- Supreme Court of the United States

Argued December 6, 2022 Decided June 16, 2023
- Full case name: United States ex rel. Polansky v. Executive Health Resources, Inc.
- Docket no.: 21-1052
- Citations: 599 U.S. 419 (more)

Holding
- In a qui tam action filed under the False Claims Act, the United States may move to dismiss whenever it has intervened — whether during the seal period or later on.

Court membership
- Chief Justice John Roberts Associate Justices Clarence Thomas · Samuel Alito Sonia Sotomayor · Elena Kagan Neil Gorsuch · Brett Kavanaugh Amy Coney Barrett · Ketanji Brown Jackson

Case opinions
- Majority: Kagan, joined by Roberts, Alito, Sotomayor, Gorsuch, Kavanaugh, Barrett, and Jackson
- Concurrence: Kavanaugh, joined by Barrett
- Dissent: Thomas

Laws applied
- False Claims Act

= United States ex rel. Polansky v. Executive Health Resources, Inc. =

United States ex rel. Polansky v.
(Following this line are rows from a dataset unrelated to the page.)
Issue #280, opened 2018-08-07
Indicate which fields are required


dawehner:
Some of the fields are meant to be required to have a valid recipe. For example the image.

## Proposal

Using the required flags on the schema set required on https://material-ui.com/api/form-label/#__next

lauriii:
This has been done to fields that are not relationships because of upstream bug: https://www.drupal.org/project/schemata/issues/2991871 so keeping this still open.

PR #290, opened 2018-08-08
Mark fields as required

mattgrill:
## Issue

https://github.com/jsdrupal/drupal-admin-ui/issues/280

## Screenshot / UI changes

create_recipe

## Testing instructions

See if there are `*` on some fields.

### DIFF
--- a/src/components/05_pages/NodeForm/index.js
+++ b/src/components/05_pages/NodeForm/index.js
@@ -179,6 +179,9 @@ class NodeForm extends React.Component {
       onChange: (propType === 'attributes'
         ? this.onAttributeChange
         : this.onRelationshipChange)(fieldName),
+      required: this.props.schema.properties.data.properties.attributes.required.includes(
+        fieldName,
+      ),
       inputProps,
     });
   };
--- a/src/components/05_pages/NodeForm/index.js
+++ b/src/components/05_pages/NodeForm/index.js
@@ -49,6 +49,8 @@ class NodeForm extends React.Component {
     uiSchema: false,
   };
 
+  state = {};
+
   static getDerivedStateFromProps(props, prevState) {
     if (!props.schema) {
       return prevState;
--- a/src/components/05_pages/NodeForm/index.js
+++ b/src/components/05_pages/NodeForm/index.js
@@ -223,16 +223,17 @@ class NodeForm extends React.Component {
 
 styles = {
   fieldContainer: css`
-    padding: 20px 45px 40px;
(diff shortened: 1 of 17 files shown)


src/components/05_pages/NodeForm/index.js
```diff
@@ -189,7 +189,12 @@ class NodeForm extends React.Component {
                         onChange: (propType === 'attributes'
                           ? this.onAttributeChange
                           : this.onRelationshipChange)(fieldName),
-                        inputProps,
+                        inputProps: {
+                          ...inputProps,
+                          required: this.props.schema.properties.data.properties.attributes.required.includes(
```
lauriii: I'm not sure if adding this to input props is a good approach. It seems like this could have a broader effect than just how the input is rendered. Could we just pass a prop required?

dawehner: I think I do agree with lauriii, required seems such a generic thing that it should live on the component itself. Note: We also don't check the propType yet, so required relationships aren't taken into account

mattgrill: I had only attached this to `inputProps` since it seemed sensible since those props should be passed to the `input` element.

dawehner: Don't we actually want to set it on the form control as well, so the label indicates the requiriedness?

src/components/05_pages/NodeForm/index.js
```diff
@@ -189,6 +189,9 @@ class NodeForm extends React.Component {
                         onChange: (propType === 'attributes'
                           ? this.onAttributeChange
                           : this.onRelationshipChange)(fieldName),
+                        required: this.props.schema.properties.data.properties.attributes.required.includes(
```
lauriii: This doesn't take into account yet required relationship fields. However, it seems like schemata don't expose this information yet so I opened an issue to their queue:  https://www.drupal.org/project/schemata/issues/2991871 . Maybe we should just add a todo comment?

src/components/02_atoms/Widgets/TimestampDatetime.js
```diff
@@ -14,6 +14,7 @@ const TimestampDatetime = ({ fieldName, label, value, onChange }) => (
     InputLabelProps={{
       shrink: true,
     }}
+    required={required}
```
lauriii: We should add the newly added prop to `WidgetPropTypes` so that it gets validated.

Issue #282, opened 2018-08-08
Entity reference widget doesn't take field cardinality limitations into account


lauriii:
Currently, the entity reference widget doesn't take into account the field cardinality. The widget should support both; single value and array of values that is limited.

For example, the author field should only allow a single value:
![screen shot 2018-08-08 at 13 30 37](https://user-images.githubusercontent.com/1845495/43820208-c64dd5d6-9b0f-11e8-826e-5cc3bed24f63.png)

VD39:
This issue may now be closed.

dawehner:
Indeed, thank you for your PR!

PR #291, opened 2018-08-08
Entity reference widget doesn't take field cardinality limitations into account

VD39:
## Issue

https://github.com/jsdrupal/drupal-admin-ui/issues/282

## Screenshot / UI changes

Added a check to see if the current widget supports single value.

I couldn't find the max value in the schema, so this PR assumes there are an unlimited number of selection that can be made.

## Testing instructions

Test author (single value) and tags (multiple value).


dawehner:
Seems like a perfect fit. This ensures both that the suggestions aren't requested and potential suggestions returned by some outstanding request, aren't leaked in

dawehner:
> I couldn't find the max value in the schema, so this PR assumes there are an unlimited number of selection that can be made.

Well, it is the same as for the file reference, so maybe we should deal with both cases at the same time

src/components/02_atoms/Widgets/EntityReferenceAutocomplete.js
```diff
@@ -147,13 +151,30 @@ class EntityReferenceAutocomplete extends React.Component {
       );
   };
 
+  cannotAddMoreEntities = () => {
```
lauriii: This is very nitpicky but the name of this function sounds a bit strange to me. How about just changing this to `getMaxItems` and then doing the comparison in the calling code?

VD39: Sure, although the function does two checks, if is single and has an item, or if the max item has been entered. How about changing it to maxItemsSelected?

dawehner: I like @lauriii's idea, given we might want to render some description like: "N items left"

VD39: I have updated the method, I used the same method from the file upload widget to check the maxItems.

PR #4613, opened 2024-04-19
Avoid python-ipware 2.0.4

jwhitlock:
python-ipware 2.0.4 breaks the test [test_request_data_routable_ip_is_extracted](https://github.com/mozilla/fx-private-relay/blob/380a13732c56b323f0c7e9407bab4307f9c0f43f/privaterelay/tests/glean_tests.py#L66-L75). It works with 2.0.3.
 
 Filed upstream as https://github.com/un33k/django-ipware/issues/117.


rafeerahman (approved):
Thanks for the fix!

PR #4657, opened 2024-04-29
MPP-3799: Split API views by emails and privaterelay

jwhitlock:
For MPP-3799, I'm going to add schema definitions to make `drf_spectacular.W0002` warnings go away, which will expand the definitions of API serializers and view functions, and might change some of the implementation as well. Before I do that, I wanted to make the `emails` and `privaterelay` code mirror the `phones` code, without any deeper changes.

The changes in `api/urls.py` is a decent overview of the changes:

* `api.views.emails.py` has the email-specific views:
   - `DomainAddressViewSet`
   - `RelayAddressViewSet`
   - `first_forwarded_email` view function
* `api.views.privaterelay.py` has the general service views:
   - `FlagViewSet`
   - `ProfileViewSet`
   - `UserViewSet`
   - `report_webcompat_issue`
   - `runtime_data`
   - `terms_accepted_user`
   
I also moved the tests and serializers to separate files.

If this is too many changes, I can instead have view-specific PRs, that move the view and add the schema annotations. I'm open to other suggestions as well.

# How to test:

- `pytest` runs without issues


groovecoder (approved):
Good call. I didn't go line-by-line thru the code, but I looked at the number of lines moved between files and then investigated the diffs and it looks good.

Executive Health Resources, Inc., 599 U.S. 419 (2023), was a United States Supreme Court case in which the Court held that in a qui tam action filed under the False Claims Act, the United States may move to dismiss whenever it has intervened – whether during the seal period or later on. In assessing a motion to dismiss an FCA action over a relator's objection, district courts should apply Federal Rule of Civil Procedure 41(a), the rule generally governing voluntary dismissal of suits in ordinary civil litigation.